Muskelfaserriss – nahe am Scheitern
Nach einiger Zeit bekomme ich im linken Oberschenkel starke Schmerzen und versuche trotzdem, mit der letzten verbleibenden Kraft meine Wohnung in Tuttlingen zu erreichen – eine mir heute sehr willkommene Abwechslung zum Zelten. Ich komme irgendwann spätabends an, die Schmerzen sind höllisch, ich muss mich in der Dusche abstützen, humple einbeinig in mein Bett, kann eben noch die Chipstüte neben mir ergreifen und schlafe in Sekundenschnelle ein. Am nächsten Morgen ist ein Weiterrollen unmöglich: Ich kann nicht einmal ohne Schmerzen laufen und so werde ich wohl beim Orthopäden vorbeischauen. Im Warteraum schaue ich mir derweil in der Mediathek den CityBiathlon von gestern an, und ich staune nicht schlecht… Tarjei Boe ist in voller Fahrt aufgrund einer aufgegangenen Bindung heftig gestürzt – am selben Tag wie ich, mit demselben Bindungsmodell. Und dann kommt auch schon vom Arzt die schlechte Diagnose: Muskelfaserriss im Oberschenkel. Mindestens 3 Wochen Pause. Ich will es nicht wahr haben. Es ist vorbei. Meine Tour ist gescheitert. Fürs Erste.

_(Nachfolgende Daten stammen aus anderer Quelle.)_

PR #5694, opened 2024-03-16
Update wikisync to v3 and add jayden/lezed as authors

andmcadams:
@lezed1 could you give a quick summary of the changes here?

### DIFF
--- a/plugins/wikisync
+++ b/plugins/wikisync
@@ -1,4 +1,4 @@
 repository=https://github.com/andmcadams/WikiSync.git
-commit=8246ef597be7554010737e8c47559b23d689410f
+commit=cb98273687f697bb4ff8d9c11127c16dd71ac045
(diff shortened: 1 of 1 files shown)


lezed1:
WikiSync now hosts a WebSocket server to allow for a web-based tool pull data directly from the client! This will be used by the [OSRS Wiki DPS Calculator](https://tools.runescape.wiki/osrs-dps) to import your current gear. Here is an example of how the DPS Calculator will be able to use the new feature (I'm logged in to two instances of RL):

image

I tried to enforce that arbitrary websites are not authorized to talk to the WebSocket server. I'm happy to open it up to any site that has a good use case, but it felt wrong to open a server on localhost without an allowlist.

lezed1:
This also includes some copy/pasted code from https://github.com/runelite/runelite/pull/17524. Once that PR is merged into RL core, we can delete our copy. All the copied code is clearly marked, so it will be easy to remove!

raiyni:
Can the `log.info` calls be made `log.debug` ?

lezed1:
@raiyni I pushed a new commit switching the logs from info to debug!

PR #5704, opened 2024-03-18
Update advanced-raid-tracker

capslock13:
Long term fix for live chart performance issues. Only draws/allocates the image for the size of the window and manually implements scrolling


capslock13:
Forgot the other PR was still pending when I hit discard commit, will not do that in the future

PR #5705, opened 2024-03-18
Update Inventory Setups to v1.18 and Bank Tag Layouts

dillydill123:
Inventory setups v1.18

- V3 data (separate key per setup)
- search by item or notes in setup
- blazing blowpipe -> toxic blowpipe
- Fix patch notes panel not displaying correctly

That last point made me want to quit Java Swing

Also update Bank Tag Layouts to use the new V3 data. @geheur please confirm the commit is correct. These need to be merged at the same time to avoid a headache


geheur:
LGTM!

PR #5711, opened 2024-03-19
Create No Steven plugin

two-zee:
A RuneLite plugin that hides everything related to the "SteVen" bots that plague F2P.

It can hide their:
- Entities (e.g. models)
- 2D entities (e.g. hitsplats)
- Overhead chats
- Chat interface chats
- The models of who they are interacting with

### DIFF
--- a/plugins/no-steven
+++ b/plugins/no-steven
@@ -1,0 +1,2 @@
+repository=https://github.com/two-zee/no-steven.git
+commit=b60a773ef6957270e9f9c0b5918a898117166522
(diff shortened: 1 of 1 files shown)


raiyni:
Personally, I'm not keep on entity hiding players like this. Other maintainers can chime in but this is moderately unfair if someone happens to be named `steven`.

two-zee:
I do have a config toggle that enables only checking for case-sensitive "SteVen", and I can gladly enable that by default. 

Additionally, their names tend to follow a certain pattern ("SteVen" + 6 characters). Would it make a difference to you if I changed my strict mode to look for a regex that more closely matches their names?

Of course, I also don't want any innocent Stevens to be hit by this plugin, so let me know if there's anything I can do to make this more compliant.

two-zee:
I just changed strict mode to be on by default, and made it match against name length as well.

Nightfirecat:
No, we would close the PR if we came to that decision. I expect your changes are probably sufficient, but I haven't reviewed this plugin and ron probably has not re-reviewed this since those have been implemented.

PR #6678, opened 2024-09-29
Pluh damage sound

DanttePantte:
[Hey! This plugin changes the sound that plays when your character takes damage to the "Pluh/Plug" meme sound.


MESLewis:
The repository has been deleted. Update this PR with the new repository if you would still like to submit this plugin. Also note that any copyrighted material we will need permission from the copyright holder to include it in the plugin.

PR #6684, opened 2024-09-30
Update target true tile

Notloc:
Just lowering the overlay priority a bit. 
Previously, high priority overlays such as the prayer bar were being obscured, or worse, completely hidden by the actor cutout.


Notloc:
The build failure seems to be on GitHub's side?

iProdigy (approved):

MosheBenZacharia (approved):

PR #6696, opened 2024-10-02
Create boostnotifier

rikbreukers:
Boost Notifier is a handy RuneLite plugin designed to keep track of your skill boosts. You can set up customizable level thresholds for different skills, and the plugin will send you alerts — even email notifications

### DIFF
--- a/plugins/boostnotifier
+++ b/plugins/boostnotifier
@@ -1,0 +1,2 @@
+repository=https://github.com/rikbreukers/boostnotifier.git
+commit=f4472c82c77e42c4778dba7156b2b5051ec027ea


cdfisher:
Please don't close PRs and open new ones if there's an issue. Just push commits to the same branch.

Additionally, if I'm reading it correctly, this would store the user's email password in plaintext in their config, which would be a not-insignificant security concern.

YvesW:
Additionally, could you remove your log.info calls, or replace them with log.debug calls? That way we won't have to read logs with a ton of spam in it.

LlemonDuck:
What possible use case is there for email? It's not real-time, and I don't feel comfortable introducing that form of external communication.

LlemonDuck:

PR #6703, opened 2024-10-03
Update Wasted Bank Space Plugin

mcgeer:
Varlamore pt2 catch-up and delayed runnable removed


MosheBenZacharia (approved):
LGTM

iProdigy (approved):
On plugin shutdown you could also cancel `updateFilterFuture` (but delay is only 250ms so not a blocker here)

PR #6705, opened 2024-10-03
Create skilling-boost-reminder

JonneSaloranta:
This plugin reminds you to use your special attack to boost stats when skilling with appropriate tool in hand.
Incl. woodcutting, fishing and mining with e.g dragon axes which boosts woodcutting when special attack is used.
Didn't find any plugin that does this.

### DIFF
--- a/plugins/skilling-boost-reminder
+++ b/plugins/skilling-boost-reminder
@@ -1,0 +1,2 @@
+repository=https://github.com/JonneSaloranta/skilling-boost-reminder.git
+commit=9563a414f75dc1ac5d094dcc809a3f09813f1d11


YvesW:
Doesn't idle notifier already cover this? Alternatively https://runelite.net/plugin-hub/show/special-attack-notifier if you want a warning box

JonneSaloranta:
The idle notifier doesn't send notifications when in Runelite's notification settings 'Send notifications when focused'.
kuva

and there is only option to use Runelite's notification and it's notifying regardless what the player is doing.
kuva

Seems like the [special-attack-notifier](https://runelite.net/plugin-hub/show/special-attack-notifier) also notifies regardless what the player is doing.

This plugin would only notify when you are doing specific task with specific item(with ability to boost with special attack) in hand and 100% spec. e.g woodcutting with dragon axe/harpoon/pickaxe, otherwise it's completly hidden

Notifies you with:
- per Runelite's notifications settings. (toggleable)
- in player chat (toggleable)
- small arrow blinking near special attack (color settings with alpha)

PR #6706, opened 2024-10-03
Update quest-helper to 4.7.0.1

Zoinkwiz:
Tiny fix removing 4 lines for shortest path to ensure it gets cleared correctly in quest shutdown.

### DIFF
--- a/plugins/quest-helper
+++ b/plugins/quest-helper
@@ -1,2 +1,2 @@
 repository=https://github.com/Zoinkwiz/quest-helper.git
-commit=092724258cf4ea58b5a464d02abf98a960d59a05
+commit=8d1e4693ac61368fdabd44360ecd6c98ecd0bb42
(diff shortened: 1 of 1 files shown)


iProdigy:
Could you retain a `getQuestHelper().getConfig().useShortestPath()` check within `DetailedQuestStep#disableShortestPath` to reduce the chance of clearing a pathfinding target set by a different plugin?

Aside: would be cool if pathfinding supported conditional clear based on the target location (might open a pr later)

Zoinkwiz:
> Could you retain a `getQuestHelper().getConfig().useShortestPath()` check within `DetailedQuestStep#disableShortestPath` to reduce the chance of clearing a pathfinding target set by a different plugin?
> 
> Aside: would be cool if pathfinding supported conditional clear based on the target location (might open a pr later)

I've added a new function for the quest step closing down, which will do a check for the config state. For the existing disableShortestPath() function it won't as it should be being called when the config has been turned off (and thus why it's trying to turn it off).

iProdigy:
ah that explains why the conditional was initially negated, thanks!

iProdigy (approved):

pajlada (approved):

PR #6708, opened 2024-10-03
Update mastering-mixology

whiitehead:
These changes have the updated xp values.


YvesW:
Only the original author or authors that have been added to the plugin file are allowed to update the plugin. That's Hex in this case.

PR #6711, opened 2024-10-03
Create lite-stat-bars

Varietyz:
A plugin to generate skill stat bars that display accurately on the RuneLITE theme, includes extra customization options.

image

from
image

to
image

### DIFF
--- a/plugins/lite-stat-bars
+++ b/plugins/lite-stat-bars
@@ -1,2 +1,2 @@
 repository=https://github.com/Varietyz/litestatbars.git
-commit=a2ba63258c157dfab49c92bb4479d858a733744c
+commit=52b317a2bea4c2f3e0615d02f367dcf18ef0ad6f
--- a/plugins/lite-stat-bars
+++ b/plugins/lite-stat-bars
@@ -1,0 +1,2 @@
+repository=https://github.com/Varietyz/litestatbars.git
+commit=a2ba63258c157dfab49c92bb4479d858a733744c


cdfisher:
Is this something you could integrate with your existing spec regen plugin? I'm not sure if having multiple separate plugins intended for use with a single resource packs is something that would be wanted, and it seems like combining them into a single plugin with the various interface tweaks would make sense.

Varietyz:
> Is this something you could integrate with your existing spec regen plugin? I'm not sure if having multiple separate plugins intended for use with a single resource packs is something that would be wanted, and it seems like combining them into a single plugin with the various interface tweaks would make sense.

The lite meters are universally appliable on the theme's and vanilla.
The status orbs are not universally, so i thought to not cluster the plugins config for those wanting only the lite regen meters and not have the space occupied of the status bars, since the bars plugin is bigger then the meters. 

i do see how it would make more sence if the meters were still pack unique, but after some updates, their universally appliable.

Integrating options to turn these off in the config itself, i feel like would cause more code to have to be written then what they are now. so i terms of total KB's togheter and both seprate. the seprate ones will put less resources on lower end pcs.

YvesW:
I don't think integrating it into one plugin would make it significantly harder to run. Your other plugin also works without the resource pack.
Please add this to your previous plugin as a config option.

I'd also like to take this opportunity to point out that the plugin file for your other plugin is not completely properly licensed. You used large parts of code of both the RegenMeterPlugin and PrayerPlugin, but did not credit the authors of the PrayerPlugin. Neither are their names found in for example the ``LICENSE`` file.

Varietyz:
> I don't think integrating it into one plugin would make it significantly harder to run. Your other plugin also works without the resource pack. Please add this to your previous plugin as a config option.
> 
> I'd also like to take this opportunity to point out that the plugin file for your other plugin is not completely properly licensed. You used large parts of code of both the RegenMeterPlugin and PrayerPlugin, but did not credit the authors of the PrayerPlugin. Neither are their names found in for example the `LICENSE` file.

dont mind me asking, but where exactly could i find the authors details? 
i'm currently having a hard time locating them :l 

i'm so sorry, i'm quiet new to this...

raiyni:
They are referring to the license comment at the top of the runelite files

Varietyz:
> They are referring to the license comment at the top of the runelite files

i have an extremely hard time locating the authors...
a screenshot or path would help me out as to where to look.
sorry to be such a pain :/ i feel stupid.

Varietyz:
i think i have done what you asked of me. although i am not quite sure if i've done it correctly.
Mind checking it for me, to see if i'm within the guidelines now?
thank you!

Varietyz:
Done Merging, Will open another PR to update the LITE meter with these changes.

PR #6712, opened 2024-10-04
Create toa-swarmer plugin

FiveNine:
This plugin displays numbers on the swarms in kephri boss room as they spawn.
In a similar way to how the `nyloer` plugin displays wave numbers on the nylos as they spawn.

Edit: The reason I didn't consider adding this functionality to the tombs-of-amascut plugin is because this plugin is going to eventually have another similar feature to nyloer, where it displays leaked swarms after room completion in a side-panel.


LlemonDuck:
> Edit: The reason I didn't consider adding this functionality to the tombs-of-amascut plugin is because this plugin is going to eventually have another similar feature to nyloer, where it displays leaked swarms after room completion in a side-panel.

Hi, I maintain that plugin. I'd gladly welcome both changes if you're willing.

LlemonDuck:
If not, I may still steal them and add them to that plugin regardless.

FiveNine:
Awesome!
I shall add this to the existing plugin then

PR #6718, opened 2024-10-04
Update marks-of-grace-counter to v1.3.2

Cyborger1:
Should be the last one for now, unless the user who requested this feature reports issues with it.

Essentially just adds an experimental settings section with configs to display an extra line on the overlay which counts the time passed since the beginning of the minute when a mark last spawned. Done by simply truncating the time to the minute with an option to offset the "start" of the minute in case the in-game ticks aren't lining up quite right.

The idea revolves around the marks' spawning mechanics, where the cooldown timer is not based on the exact moment of the mark spawning, but rather the first tick for the minute it spawned in.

Comeback – über Bodensee und Hochrhein in die Schweiz
Nach leichtem Grundlagentraining und einer guten Physiotherapie bin ich schon bald zurück auf Rad und Skirollern und kann wieder langsam an meiner Form und Kondition arbeiten. Ich habe den festen Plan, zurück auf Tour zu gehen. Ich weiß, alles spricht dagegen, und ja, ich sollte es aus gesundheitlicher Sicht eigentlich unterlassen, aber ich will das durchziehen. Inzwischen erreicht mich auch von Rottefella eine neue mechanische Sicherheitsverriegelung für die Rollskibindung. Vermutlich war das Auslösemoment der neuesten Chargen zu niedrig, aber ich bin immer noch unsicher, was nun zu meinem Sturz geführt hat, zumal ich ja auch zuvor selbst viel an dem Roller gebastelt habe. Und so bin ich nach nicht einmal vier Wochen Verletzungspause zurück auf Tour. Natürlich vorsichtig und mit Bedacht. Über die Bodenseeregion, den hügeligen Hegau und den Hochrhein rolle ich weiter gen Westen. Zuerst auf deutschem Bundesgebiet, anschließend in der Schweiz, und dann gleich wieder zurück über die Grenze, sodass ich binnen eines Tages insgesamt zehn Grenzübergänge zu verzeichnen hatte. Und das glücklicherweise ohne Quarantäne. Ich passiere den Rheinfall bei Schaffhausen, die Städte Waldshut, Laufenburg und Bad Säckingen und rolle weiter in die Schweiz nach Basel, wo ich bei einem Langläufer im Garten zelte. Am nächsten Morgen regnet es wieder ohne Unterbrechung. Und als wäre das nicht genug, muss ich mich beim Aufwachen heftig übergeben. Ich werde ungeplant zu einem Pausentag gezwungen. Das ganztägig andauernde Übelkeitsgefühl führe ich auf das ungefilterte, abgestandene Friedhofswasser des Vorabends zurück.